Top of Material for this task
PR #27, opened 2021-10-04
Version Manipulation

mrmasterplan:
We want effortless continuous release. The price that we are willing to pay is that re relinquish manual control of the micro version. The micro version is now automatically set to the git commit count.

This manipulation happens in the release pipeline and cannot be configured.

Earlier version checks have been removed. If your git hook breaks, please remove the file `.git/hooks/pre-commit`.


utilities/compare_version.py
```diff
@@ -14,29 +14,34 @@
...
 
     version = parse(atc.__version__)
 
-    if not (version > test_pypi_version):
-        print(
-            f"Current version {atc.__version__}"
-            f" is not ahead of TestPyPi's {test_pypi['info']['version']}"
-        )
+    if version in pypi_test:
+        print(f"Current version {atc.__version__} already exists in TestPyPi")
```
LauJohansson, line 23: use the variable "version" which is declared in line 20 ?

LauJohansson: so use "version" variable in stead of atc.__version__

LauJohansson (commented):
I have made two small comments.

utilities/compare_version.py
mrmasterplan: The version variable is a parsed version object which can have a string representation that is different from the actual version.

so as an example `parse('0.1.18pre1') == '0.1.18rc1'`

I therefore do not want to use the version variable.

utilities/compare_version.py
```diff
@@ -14,29 +14,34 @@
...
         return 1
-    if not (version > pypi_version):
-        print(
-            f"Current version {atc.__version__}"
-            f" is not ahead of PyPi's {pypi['info']['version']}"
-        )
+    if version in pypi:
+        print(f"Current version {atc.__version__} already exists in PyPi")
```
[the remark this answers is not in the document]
mrmasterplan: see other comment

christianhelle:
Why not just automate the versioning and re-write `atc.__version__` from the github workflow using the `${{ github.run_number }}`

It should be hard to re-write **setup.cfg** from the github workflow

```
- name: Update Version
  shell: pwsh
  run: |
    $cfg = Get-Content src/setup.cfg
    $cfg[0] = "[metadata]"
    $cfg[1] = "version = 0.1.${{ github.run_number }}"
    $cfg[2] = "license_files = LICENSE"
    Set-Content src/setup.cfg $cfg
```

mrmasterplan:
Call me old fashioned, but all "standard" python repos, like for example [pip](https://github.com/pypa/pip/blob/main/src/pip/__init__.py) have the version in the `__init__.py` file as equivalent to the latest published version. Now, unless we want something in the PR pipeline to take some automatic action to commit an incremented version, people are going to have to remember to increment that version. I don't like automated commits, hence we have this script. I even made a git hook to remind you on every commit.

christianhelle:
So how about

```
- name: Update Version
  working-directory: src/atc
  shell: pwsh
  run: |
    $initFile = '__init__.py'
    $line = Get-Content $initFile | Select-String '__version__' | Select-Object -ExpandProperty Line
    if ($line -ne $null) {
        $content = Get-Content $initFile
        $content | ForEach-Object {$_ -replace $line, '__version__ = "0.1.${{ github.run_number }}"'} | Set-Content $initFile
    }
```

christianhelle:
I think major.minor versions should be manually updated but doesn't the build / revision number usually correspond to the build server on to which the product is built?

In some of my other projects I use major.minor.build-number.git-sha (1.4.1543.07c0da6)

mrmasterplan:
Thanks for the talk, @christianhelle. I have updated the code and pipelines according to our chat.

christianhelle (approved):

PR #38, opened 2021-10-12
Feature/merge dataframe into table

LauJohansson:
Two methods:

merge_df_into_target
and
concat_dfs

### DIFF
--- a/src/atc/transformations.py
+++ b/src/atc/transformations.py
@@ -14,7 +14,7 @@ def join_time_series_dataframes(
     startTimeColumnName: str,
     endTimeColumnName: str,
     idColumns: List[str],
-    stateColumn: str
+    stateColumn: str,
 ) -> DataFrame:
     """
     Join changing states from two dataframes acording to time as follows.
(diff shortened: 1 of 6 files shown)


src/atc/transformations.py
```diff
@@ -197,3 +204,168 @@ def join_time_series_dataframes(
...
+        {', '.join(f"target.{col} = source.{col}" for col in non_join_cols)}
+        WHEN NOT MATCHED
+        THEN INSERT -- insert new records
+        (
+        {', '.join(df.columns)}
+        )
+        VALUES
+        (
+        {', '.join(f"source.{col}" for col in df.columns)}
+        )
```
mrmasterplan, line 315: `WHEN MATCHED THEN UPDATE SET * WHEN NOT MATCHED THEN INSERT *` is much more concise and does the same. See the spark documentation.

src/atc/transformations.py
```diff
@@ -197,3 +204,168 @@ def join_time_series_dataframes(
...
+    all_cols = sorted(list(set(all_cols)))
+
+    # Create a list to save missing columns for each dataframe
+    missing = []
+
+    # For each dataframe: Get missing columns and add them to the dataframe
+    for i, df in enumerate(dfs):
+        missing.append([col for col in all_cols if col not in df.columns])
+
+        for col in missing[i]:
```
mrmasterplan, line 358: - `missing` is never used outside the for loop. there is no reason to keep this state for later.
- the list comprehension that you construct adds nothing here.
- recommendation: do a simple set of nested for loops
```
    for i, df in enumerate(dfs):
         for col in all_cols:
            if col not in df.columns: 
                dfs_updated[i] = dfs_updated[i].withColumn(col, F.lit(None))
```
- this code is much cleaner and would have been easier for me to read.

tests/functions/test_drop_table_cascade.py
```diff
@@ -0,0 +1,9 @@
+import unittest
+
+@unittest.skip("No tests has yet been implemented.")
+# This file should test the function "drop_table_cascade" in atc/functions
```
mrmasterplan, line 4: maybe add a comment that our current test pipeline does not support delta tables yet.
Also in the other skipped test.

LauJohansson: I have rewritten the comment (y).

PR #43, opened 2021-11-01
Feature/add eventhub stream extractor

JeppeBlixen:
## Eventhub stream extractor
This extractor reads data from an Azure eventhub and returns a strctual streaming streaming dataframe.

Under the hood [spark eventhub](https://github.com/Azure/azure-event-hubs-spark) is used.

```python
class EventhubStreamExtractor(Extractor):
    def __init__(self, 
                 consumerGroup: str,
                 connectionString: str = None,
                 namespace: str = None,
                 eventhub: str = None,
                 accessKeyName: str = None,
                 accessKey: str = None,
                 maxEventsPerTrigger: int = 10000):
    ...
```

Usage example with connection string:
``` python
eventhubStreamExtractor = EventhubStreamExtractor(
    consumerGroup="TestConsumerGroup",
    connectionString="TestSecretConnectionString",
    maxEventsPerTrigger = 100000
)
```

Usage example without connection string:
``` python
eventhubStreamExtractor = EventhubStreamExtractor(
    consumerGroup="TestConsumerGroup",
    namespace="TestNamespace",
    eventhub="TestEventhub",
    accessKeyName="TestAccessKeyName",
    accessKey="TestSecretAccessKey",
    maxEventsPerTrigger = 100000
)
```


docs/extractors/README.md
```diff
@@ -0,0 +1,91 @@
+# Extractors documentation
+This page documents all the atc extractors, following the OETL pattern. 
+
+Extractors in atc-dataplatform:
+
+* [Eventhub stream extractor](#eventhub-stream-extractor)
+
+## Eventhub stream extractor
+This extractor reads data from an Azure eventhub and returns a strctual streaming streaming dataframe.
```
LauJohansson, line 9: spelling "structural"

src/atc/extractors/eventhub_stream_extractor.py
```diff
@@ -0,0 +1,40 @@
...
+from atc.spark import Spark
+
+import json
+from pyspark.sql import DataFrame
+
+class EventhubStreamExtractor(Extractor):
+    def __init__(self, consumerGroup: str, connectionString: str = None, namespace: str = None, eventhub: str = None, accessKeyName: str = None, accessKey: str = None, maxEventsPerTrigger: int = 10000):
+        self.spark = Spark.get()
+
+        # If connectionString is missing, create it from namespace, eventhub accessKeyName and accessKey
```
LauJohansson, line 11: What about creating an early exception if one of the inputvalues are none?

src/atc/extractors/eventhub_stream_extractor.py
```diff
@@ -0,0 +1,40 @@
...
+
+        # Define where to start eventhub stream
+        # It can be done from offset, seqence number or timestamp
+        # Below setting will start stream from the beginning
+        startingEventPosition = {
+            "offset": "-1", #Start stream from beginning
+            "seqNo": -1, #not in use
+            "enqueuedTime": None, #not in use
+            "isInclusive": True
+        }
```
LauJohansson, line 23: Should one be able to choose where to start the stream?  If this setting starts the stream from the the beginning by default, could someone else want it to start at another place (than the beginning)?

LauJohansson:
@JeppeBlixen 
Also use the black-formatter for your files. Write e.g. the following in the terminal: black src/atc/

src/atc/extractors/eventhub_stream_extractor.py
JeppeBlixen: That is a good question. I could imagine in most cases the most relevant would be to start from beginning. But maybe also starting from a timestamp.

JeppeBlixen: I have added to possibility to give a start datetime.

LauJohansson (approved):

PR #51, opened 2021-11-21
turns out there was a standard function for this all along

mrmasterplan:
I threw out all my code because I finally found the standard function to do this.


JeppeBlixen (approved):
Looks good.
This is properly not the last time depreciation will be used.

LauJohansson:
This PR has been approved @mrmasterplan :)

PR #56, opened 2022-01-05
Rename MultipleExtractorOrchestrator to MultipleExtractOrchestrator

JeppeBlixen:
Rename MultipleExtractorOrchestrator to MultipleExtractOrchestrator


mrmasterplan (changes requested):
No thanks. We already adapted to the new naming. Don't change it again.

PR #463, opened 2022-04-06
fix(types): make skin in ThemeConfig readonly

atabel:
without this change, I have this kind of errors in flow:
image

This is the explanation of the error:
https://flow.org/en/docs/faq/#toc-why-can-t-i-pass-a-string-to-a-function-that-takes-a-string-number

### DIFF
--- a/flow-defs/theme.js.flow
+++ b/flow-defs/theme.js.flow
@@ -79,7 +79,7 @@ declare type LinkComponent = React.ComponentType<{
 declare export var AnchorLink: LinkComponent;
 export type ColorScheme = "dark" | "light" | "auto";
 export type ThemeConfig = {
-  skin: Skin,
+  skin: $ReadOnly<Skin>,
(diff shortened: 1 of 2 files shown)


flow-defs/theme.js.flow
```diff
@@ -79,7 +79,7 @@ declare type LinkComponent = React.ComponentType<{
 declare export var AnchorLink: LinkComponent;
 export type ColorScheme = "dark" | "light" | "auto";
 export type ThemeConfig = {
-  skin: Skin,
+  skin: $ReadOnly<Skin>,
```
SergioMorchon, line 82: Ahá! Nice catch (thanks for pointing to https://flow.org/en/docs/faq/#toc-why-can-t-i-pass-a-string-to-a-function-that-takes-a-string-number)

SergioMorchon (approved):

pladaria (approved):

PR #467, opened 2022-04-20
feat(ButtonLink): allow disabled state

atabel:
https://jira.tid.es/browse/WEB-518


yceballost (approved):

yceballost:
Please, change [button story](https://mistica-jfp62848j-tuentisre.vercel.app/?path=/story/components-touchables-button--type-of-buttons) to add disabled behavior to ButtonLink

pladaria (approved):

src/button.tsx
```diff
@@ -517,6 +519,7 @@ export const ButtonLink = React.forwardRef<
                 {props.children}
             </Text2>
         ),
+        disabled: props.disabled,
```
pladaria, line 522: You should also read the form state and if sending, automatically disable the button.

See the button implementation

atabel: I see we are looking for form status in TextLinks too, so it makes sense to be consistent here

atabel:
> Please, change [button story](https://mistica-jfp62848j-tuentisre.vercel.app/?path=/story/components-touchables-button--type-of-buttons) to add disabled behavior to ButtonLink

done

src/button.tsx
atabel: done

pladaria (approved):

PR #470, opened 2022-04-26
CHECKOUT-3340 Fixed background color for plain bakgrounds on feedback screens

Marcosld:


src/feedback.tsx
```diff
@@ -100,6 +100,18 @@ const useStyles = createUseStyles((theme) => ({
     },
 }));
 
+const BackgroundColor: React.FC = () => {
+    const {colors} = useTheme();
+    const isInverse = useIsInverseVariant();
+    React.useEffect(() => {
+        document.body.style.background = isInverse ? colors.backgroundBrand : colors.background;
+        return () => {
+            document.body.style.background = 'initial';
```
atabel, line 109: hmmm... this could break webapp code to set body backgound depending on light/dark mode
https://github.com/Telefonica/webapp/blob/master/web/src/common/components/body-background.js

I'd use a `<style>` tag instead.

atabel (changes requested):

pladaria (approved):

PR #475, opened 2022-05-05
update icon in password form

yceballost:
https://jira.tid.es/browse/WEB-545

Use mística icons in password form
Also adding a little fade animation in hover and adjusting hover size to 40


src/password-field.tsx
```diff
@@ -3,8 +3,8 @@ import {useFieldProps} from './form-context';
 import {TextFieldBaseAutosuggest} from './text-field-base';
 import {useTheme} from './hooks';
 import IconButton from './icon-button';
-import Visibility from './icons/icon-visibility';
-import VisibilityOff from './icons/icon-visibility-off';
```
atabel, line 7: I think we can remove these files

PR #478, opened 2022-05-11
feat(Image): expose onError and onLoad. Avoid broken icon

pladaria:
WEB-553


src/image.tsx
```diff
@@ -113,16 +119,31 @@ const Image = React.forwardRef<HTMLImageElement, ImageProps>(
...
+                    setIsError(false);
+                    onLoad?.(event);
+                }}
                 {...(!needsWrapper ? {width, height} : {})}
             />
         );
 
+        if (isError) {
+            // to avoid showing the broken image icon
+            return null;
```
atabel, line 144: hmmm... the problem is that you'll cause a layout shift if the image load fails

pladaria: same problem happens now if the image is broken

atabel (approved):

PR #479, opened 2022-05-13
chore(Examples): Update examples

pladaria:


examples/next/pages/_app.js
```diff
@@ -21,12 +21,12 @@ const calcLinkProps = (to) => {
     return {href: to};
 };
 
-const NextLinkAdapter = ({to, innerRef, children, ...props}) => (
-    <Link {...calcLinkProps(to)}>
+const Link = ({to, innerRef, children, ...props}) => (
+    <NextLink {...calcLinkProps(to)}>
```
atabel, line 25: I think the `calcLinkProps` is not needed anymore with last Next versions, because the `as` prop is not needed now.

atabel (approved):

PR #481, opened 2022-05-17
chore(playroom): update version

yceballost:
New features!! 🍿
- Now playroom support dark mode

- [x]  Preview now shows again the splash preview 😞 [#258](https://github.com/Telefonica/mistica-web/pull/258)


atabel:
do you think it makes sense to "propagate" the darkmode setting to the preview? I think we may be able to do it

playroom/frame-component.tsx
```diff
@@ -31,7 +31,7 @@ const App: React.FC = ({children}) => {
 
         ${isModalOpen ? 'body {overflow-y: hidden}' : ''}
 
-        *[class^='SplashScreen__'] {
+        *[class^='_'] {
```
yceballost, line 34: @atabel this solve the splashscreen.. but.. maybe is too generic? I don't know if this one could cause problems in other places

atabel: yes, this is too generic and may bite us

playroom/frame-component.tsx
```diff
@@ -31,7 +31,7 @@ const App: React.FC = ({children}) => {
 
         ${isModalOpen ? 'body {overflow-y: hidden}' : ''}
 
-        *[class^='SplashScreen__'] {
+        *[class^='_1fu0koy1'] {
```
yceballost, line 34: @atabel I tried with this class that is more specific. I tried to create new branches and build with `npx vercel` and kept the same class name. We can try with this solution and see what happen when we include new components. If the classes changes, maybe we will have to roll back de playroom version

atabel (approved):

PR #491, opened 2022-06-14
fix(Video): avoid flickering when playing video in Safari

pladaria:


kydorn (approved):

src/video.tsx
```diff
@@ -156,11 +163,11 @@ const Video = React.forwardRef<HTMLVideoElement, VideoProps>(
                 autoPlay={autoPlay}
                 muted={muted}
                 loop={loop}
-                {...(!needsWrapper ? {width, height} : {})}
+                {...(needsWrapper ? {} : {width, height})}
                 className={classes.video}
                 preload={preload}
                 // This transparent pixel fallback avoids showing the ugly "play" image in android webviews
-                poster={poster || TRANSPARENT_PIXEL}
+                poster={needsWrapper ? TRANSPARENT_PIXEL : poster || TRANSPARENT_PIXEL}
```
kydorn, line 170: if we call video.load(), does it display the first video frame or the poster?

kydorn (approved):

RubenMorPov (approved):

src/video.tsx
pladaria: video.load() pauses the video (if playing) and displays the poster. If the poster is a transparent pixel, the background image from the wrapper will be visible.

You can check here: https://t.ly/OmOD (use safari)

PR #492, opened 2022-06-14
feat(DataCard,MediaCard): allow dismissable cards

atabel:
jira: WEB-520


src/card.tsx
```diff
@@ -121,18 +141,33 @@ type MediaCardProps = {
     button?: RendersNullableElement<typeof ButtonPrimary>;
     buttonLink?: RendersNullableElement<typeof ButtonLink>;
     children?: void;
+    dataAttributes?: DataAttributes;
     'aria-label'?: string;
+    onClose?: () => void;
```
yceballost, line 146: image

www.rebrand.ly/577xrw2

close icon goes to Parla when you increase the width of the Media Card

yceballost (changes requested):

src/card.tsx
pladaria: se fue a echar gasolina

src/card.tsx
```diff
@@ -145,15 +180,23 @@ export const MediaCard = React.forwardRef<HTMLDivElement, MediaCardProps>(
...
+                </MaybeSection>
             </Boxed>
         );
+        return onClose ? (
+            <Dismissable onClose={onClose} aria-label={ariaLabel}>
+                {content}
+            </Dismissable>
+        ) : (
+            content
+        );
```
pladaria, line 192: perhaps the Dismissable component could perform this logic inside (in fact it would be a MaybeDismissable), but you don't need to repeat this logic in other places

pladaria (approved):

src/card.tsx
atabel: fixed

yceballost (approved):

RubenMorPov (approved):

PR #496, opened 2022-06-21
fix(MediaQuery): Improve media query for touchable-only devices

SergioMorchon:
This aims to prevent from Mística the same issue detected at ACCOUNT-17156.

### DIFF
--- a/flow-defs/utils/media-queries.js.flow
+++ b/flow-defs/utils/media-queries.js.flow
@@ -15,3 +15,8 @@ declare export var createMediaQueries: (x: {
   desktopOrBigger: string,
   supportsHover: string,
 };
+/**
+ * Scopes the styles to touchable devices.
+ * See: https://stackoverflow.com/questions/12469875/how-to-code-css-media-queries-targeting-all-mobile-devices-and-tablets/42835826#42835826
+ */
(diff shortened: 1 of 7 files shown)


flow-defs/utils/media-queries.js.flow
```diff
@@ -15,3 +15,8 @@ declare export var createMediaQueries: (x: {
   desktopOrBigger: string,
   supportsHover: string,
 };
+/**
+ * Scopes the styles to touchable devices.
+ * See: https://stackoverflow.com/questions/12469875/how-to-code-css-media-queries-targeting-all-mobile-devices-and-tablets/42835826#42835826
+ */
+declare export var TOUCHABLE_ONLY: "@media (pointer: coarse), @media (hover: none)";
```
atabel, line 22: For ergonomics, I'd move this to the theme context, as que do with other mq

atabel (approved):

flow-defs/utils/media-queries.js.flow
SergioMorchon: I like that, I missed it.
Indeed that exposes it to webapp and other consumers without duplicating the query

pladaria (approved):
Bottom of Material for this task
§ Instructions for the task
In the data above, repeat exactly each line from the first through the line that contains "LauJohansson, line 23: use", and give nothing else.

§ Task result
PR #27, opened 2021-10-04
Version Manipulation

mrmasterplan:
We want effortless continuous release. The price that we are willing to pay is that re relinquish manual control of the micro version. The micro version is now automatically set to the git commit count.

This manipulation happens in the release pipeline and cannot be configured.

Earlier version checks have been removed. If your git hook breaks, please remove the file `.git/hooks/pre-commit`.


utilities/compare_version.py
```diff
@@ -14,29 +14,34 @@
...
 
     version = parse(atc.__version__)
 
-    if not (version > test_pypi_version):
-        print(
-            f"Current version {atc.__version__}"
-            f" is not ahead of TestPyPi's {test_pypi['info']['version']}"
-        )
+    if version in pypi_test:
+        print(f"Current version {atc.__version__} already exists in TestPyPi")
```
LauJohansson, line 23: use the variable "version" which is declared in line 20 ?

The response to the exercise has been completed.